▼
PR #464, opened 2015-02-18
Prevent override of region when using endpoint_url

kyleknap:
This ensures that user's region is not overwritten by the credentialScope if the user supplies an endpoint url. This is needed to be able to make signed calls to STS regionalized endpoints, without getting auth errors due to incorrect region . So for example, in the CLI, to make a GetSessionToken call to us-west-2 you would do:
```
$ aws sts get-session-token --region us-west-2 --endpoint-url https://sts.us-west-2.amazonaws.com
```

Before, this would cause a signing error if signed with sigv4 because the credentialScope was set to ``us-east-1`` and that overrode the region that you provided.

cc @jamesls @danielgtaylor

### DIFF
--- a/botocore/endpoint.py
+++ b/botocore/endpoint.py
@@ -294,27 +294,28 @@ class EndpointCreator(object):
                 raise
         # We only support the credentialScope.region in the properties
         # bag right now, so if it's available, it will override the
-        # provided region name if an endpoint url was not manually set.
-        # If a endpoint url was specified, the user must specify a region.
-        region_name_override = None
-        if endpoint_url is None:
-            region_name_override = endpoint['properties'].get(
-                'credentialScope', {}).get('region')
+        # provided region name.
+        region_name_override = endpoint['properties'].get(
+            'credentialScope', {}).get('region')
         if signature_version is NOT_SET:
             signature_version = service_model.signature_version
             if 'signatureVersion' in endpoint['properties']:
                 signature_version = endpoint['properties']['signatureVersion']
-        if region_name_override is not None:
-            # Letting the heuristics rule override the region_name
-            # allows for having a default region of something like us-west-2
-            # for IAM, but we still will know to use us-east-1 for sigv4.
-            region_name = region_name_override
         if endpoint_url is not None:
+            # If an endpoint_url is provided, do not use region name override if a region
+            # was provided by the user.
+            if region_name is not None:
+                region_name_override = None
             # If the user provides an endpoint url, we'll use that
             # instead of what the heuristics rule gives us.
             final_endpoint_url = endpoint_url
         else:
             final_endpoint_url = endpoint['uri']
+        if region_name_override is not None:
+            # Letting the heuristics rule override the region_name
+            # allows for having a default region of something like us-west-2
+            # for IAM, but we still will know to use us-east-1 for sigv4.
+            region_name = region_name_override
         return self._get_endpoint(service_model, region_name,
                                   signature_version, final_endpoint_url,
                                   verify, response_parser_factory)
--- a/botocore/endpoint.py
+++ b/botocore/endpoint.py
@@ -290,11 +290,6 @@ class EndpointCreator(object):
                 endpoint = {'uri': endpoint_url, 'properties': {}}
             else:
                 raise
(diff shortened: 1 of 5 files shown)


kyleknap:
Coveralls is wrong. Coverage should have went up.

danielgtaylor:
LGTM :ship:-it!

botocore/endpoint.py
```diff
@@ -294,9 +294,12 @@ def create_endpoint(self, service_model, region_name=None, is_secure=True,
                 raise
         # We only support the credentialScope.region in the properties
         # bag right now, so if it's available, it will override the
-        # provided region name.
-        region_name_override = endpoint['properties'].get(
-            'credentialScope', {}).get('region')
+        # provided region name if an endpoint url was not manually set.
+        # If a endpoint url was specified, the user must specify a region.
```
jamesls: Region is only required for sigv4, so you could previously specify an endpoint-url without a region provided you weren't using sigv4.  For example, this is a breaking change for commands such as this:

```
$ aws configure list | grep region
    region                <not set>             None    None
$ aws s3api list-buckets --endpoint-url https://s3.amazonaws.com/
```

kyleknap: Good point so how about instead?
``if endpoint_url is None and region_name is None:``

jamesls: I don't think that will fix the issue.  In the example above endpoint_url is not None so we don't pull in the region override from the heuristics file.

kyleknap:
@jamesls 
I think I got the s3 case covered now. The credentialScope region is only used now if it is specified in the endpoint JSON, an endpoint url was not specified, and then, if a region was not specified by the user.

jamesls:
Is there another change that's needed before the calls to us-west-2 work?  I'm seeing a signing error with the latest changes:

```
$ aws sts get-session-token --region us-west-2 --endpoint-url https://sts.us-west-2.amazonaws.com

A client error (SignatureDoesNotMatch) occurred when calling the GetSessionToken operation: Credential should be scoped to a valid region, not 'us-east-1'.
```

kyleknap:
To make it clear what I did in the latest commits, here is a summary:

1) Separate all of the region determining logic into a helper method ``_determine_region_name()`` in the endpoints class. The goal is that this method can be directly ported to clients when we deprecate operation objects and ``endpoint.region_name``.  Note that now both the clients and operations rely on this helper method for region name logic. This consolidation will ensure that clients and operation objects will use the same codepath when choosing a region name.

2) Removed some of the signature version arguments from endpoint methods. We were not using them at all.

3) Added integration test to test that sts regionalized calls can be made.

botocore/endpoint.py
```diff
@@ -224,17 +224,15 @@ def _get_proxies(url):
...
     event_emitter = session.get_component('event_emitter')
     user_agent = session.user_agent()
     return get_endpoint_complex(service_name, endpoint_prefix,
-                                signature_version,
                                 region_name, endpoint_url, verify, user_agent,
                                 event_emitter)
 
 
-def get_endpoint_complex(service_name, endpoint_prefix, signature_version,
+def get_endpoint_complex(service_name, endpoint_prefix,
```
danielgtaylor: This is a backward-incompatible change of a public function. It's possible we might break someone using Botocore.

danielgtaylor:
I think this looks good. We just need to decide if we really want to make that breaking change. :ship:-it.

tests/integration/test_sts.py
```diff
@@ -0,0 +1,60 @@
...
+from botocore.exceptions import ClientError
+
+class TestSTS(unittest.TestCase):
+    def setUp(self):
+        self.session = botocore.session.get_session()
+
+    def test_regionalized_endpoints(self):
+
+        sts = self.session.create_client('sts', region_name='ap-southeast-1')
+        response = sts.get_session_token()
```
jamesls: You can't call sts when you're using session credentials (say on a CI box using an IAM role), so we should put a check where we only run these tests if we have long term credentials.

kyleknap:
@jamesls 
I made the if statement in the setUp that if a session token is being used then skip the test.

jamesls:
:shipit:

Issue #465, opened 2015-02-18
Client event emitters are not entirely separate


kyleknap:
Take this sample code:
```
import botocore.session


def print_something(**kwargs):
    print('foo')


def main():
    session = botocore.session.get_session()

    client1 = session.create_client('s3')
    client2 = session.create_client('s3')
    client1.meta.events.register('after-call.s3.ListBuckets', print_something, 'unique_id')
    client2.meta.events.register('after-call.s3.ListBuckets', print_something, 'unique_id')

    print('Calling client 1:')
    client1.list_buckets()

    print('Calling client 2:')
    client2.list_buckets()


if __name__ == '__main__':
    main()
```

The expected output would be:
```
Calling client 1:
foo
Calling client 2:
foo
```

However the actual output is:
```
Calling client 1:
foo
Calling client 2:
```

My guess is that ``unique_id`` from ``client1`` is getting picked up in ``client2`` when it should not be because clients are suppose to have separate event emitters.

jamesls:
Yep, pretty sure your assessment is right: https://github.com/boto/botocore/blob/develop/botocore/hooks.py#L336

We only make a copy of _handlers, but the `_unique_id_cache` is in fact, not a cache and also needs to be explicitly copied.  We should probably rename it something else to make this clear.

PR #467, opened 2015-02-19
Copy unique_id handlers for events

kyleknap:
When event emitters were being copied they did not copy the dictionary of unique ids which affected registering handlers with unique ids. This pull request fixes that issue and renames ``_unique_id_cache`` to ``_unique_id_handlers`` to make it explicit that it is not a cache as opposed to a different representation of the handlers registered with respect to their unique id.

Fixes https://github.com/boto/botocore/issues/465

cc @jamesls @danielgtaylor


jamesls:
:shipit:

Issue #468, opened 2015-02-24
Clients sigv4 signing thread safety


kyleknap:
I was working on porting the AWS CLI ``s3`` commands over to clients, and I ran into occasional signing errors when performing large multi-threaded multi-part uploads that required sigv4 signing. The mismatch was because the timestamps was inconsistent in the signature. This is typically exhibited when there is a concurrency bug in our signing process. I believe it is because we do not lock the signing process for clients, which is needed because the timestamp state is shared across threads. I would like it though if we removed that timestamp shared state instead to avoid running into potential concurrency issues in the future.

PR #469, opened 2015-02-25
Make the sigv4 signer thread safe

kyleknap:
This includes making it thread safe for clients and operation objects. Also removed the locking for signing in operation objects since it is not needed anymore.

To do this, I removed the shared utcnow() state and added a ``context`` attribute to ``AWSRequest`` where a timestamp can be assigned when doing the signing. The timestamp attached to the request is set every time at the beginning of ``add_auth`` and other sigv4 signing helper functions then rely on the request's timestamp, that was set at the very beginning of the signing process.

I ran the integration tests for botocore and the CLI to make sure nothing is affected. I also uploaded/downloaded a couple of gigabytes to my ``eu-central-1`` s3 bucket using the s3 commands to further ensure nothing was affected.

Fixes https://github.com/boto/botocore/issues/468

cc @jamesls @danielgtaylor

### DIFF
--- a/botocore/auth.py
+++ b/botocore/auth.py
@@ -149,8 +149,6 @@ class SigV4Auth(BaseSigner):
         # We initialize these value here so the unit tests can have
         # valid values.  But these will get overriden in ``add_auth``
         # later for real requests.
-        self._now = datetime.datetime.utcnow()
-        self.timestamp = self._now.strftime('%Y%m%dT%H%M%SZ')
         self._region_name = region_name
         self._service_name = service_name
 
@@ -265,17 +263,17 @@ class SigV4Auth(BaseSigner):
         normalized_path = quote(normalize_url_path(path), safe='/~')
         return normalized_path
 
-    def scope(self, args):
+    def scope(self, request):
         scope = [self.credentials.access_key]
-        scope.append(self.timestamp[0:8])
+        scope.append(request.context['timestamp'][0:8])
         scope.append(self._region_name)
         scope.append(self._service_name)
         scope.append('aws4_request')
         return '/'.join(scope)
 
-    def credential_scope(self, args):
+    def credential_scope(self, request):
         scope = []
-        scope.append(self.timestamp[0:8])
+        scope.append(request.context['timestamp'][0:8])
         scope.append(self._region_name)
         scope.append(self._service_name)
         scope.append('aws4_request')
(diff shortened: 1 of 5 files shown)


botocore/operation.py
```diff
@@ -151,10 +150,8 @@ def request_created(request, **kwargs):
             # a request has already been signed without needing
             # to acquire the lock.
             if not getattr(request, '_is_signed', False):
-                with self._lock:
```
jamesls: I think we still want the lock.  This was to prevent the same request from being signed multiple times because the operation isn't tied to an endpoint/request.  Even now that the signers are thread-safe against signing multiple requests concurrently, I don't think they're thread-safe against signing the same request multiple times, especially with things like body checksums on file like objects.

kyleknap:
@jamesls I re-added the lock as you pointed out. Is ready to get looked at once Travis is available  to test again.

jamesls:
:shipit: Thanks.

jamesls:
:shipit:

botocore/awsrequest.py
```diff
@@ -263,6 +263,7 @@ def __init__(self, *args, **kwargs):
             for key, value in self.headers.items():
                 headers[key] = value
         self.headers = headers
+        self.context = {}
```
danielgtaylor: It would be nice to add some documentation explaining what this new public attribute is and what gets set in it.

botocore/auth.py
```diff
@@ -344,14 +341,16 @@ def _set_necessary_date_headers(self, request):
         # header.  Otherwise we use the X-Amz-Date header.
         if 'Date' in request.headers:
             del request.headers['Date']
+            datetime_timestamp = datetime.datetime.strptime(
+                request.context['timestamp'], '%Y%m%dT%H%M%SZ')
```
danielgtaylor: Any reason to use `strptime` here on the string instead of just storing the datetime object in the context alongside the string? This seems like extra work without any real benefit unless I'm mistaken.

botocore/awsrequest.py
kyleknap: Will add some documentation

botocore/auth.py
kyleknap: @danielgtaylor I just did it to avoid bloating the ``context`` dictionary. The current timestamp is of the form ``'YYYYMMDDHHMMSSZ'``, which is what is the form most used in the signing code. Since this form is used once in the entire sigv4 signing process, I figured it was not worth adding a new entry to the context dictionary. Let me know what you think.

danielgtaylor: I suppose it's probably fine either way and is really a very minor point considering out bottleneck is usually the network. Go ahead and keep it if you like, but if you do then I suggest at the very least making the format string a constant, because having it in two places introduces an extra maintenance burden.

kyleknap:
@danielgtaylor I made changes based on your feedback.

danielgtaylor:
LGTM, thanks! :ship:-it!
▲
**PROBLEM DESCRIPTION:**
Give the number of lines in the records that contain the string "getting", with no other output.

**PROBLEM SOLUTION:**
2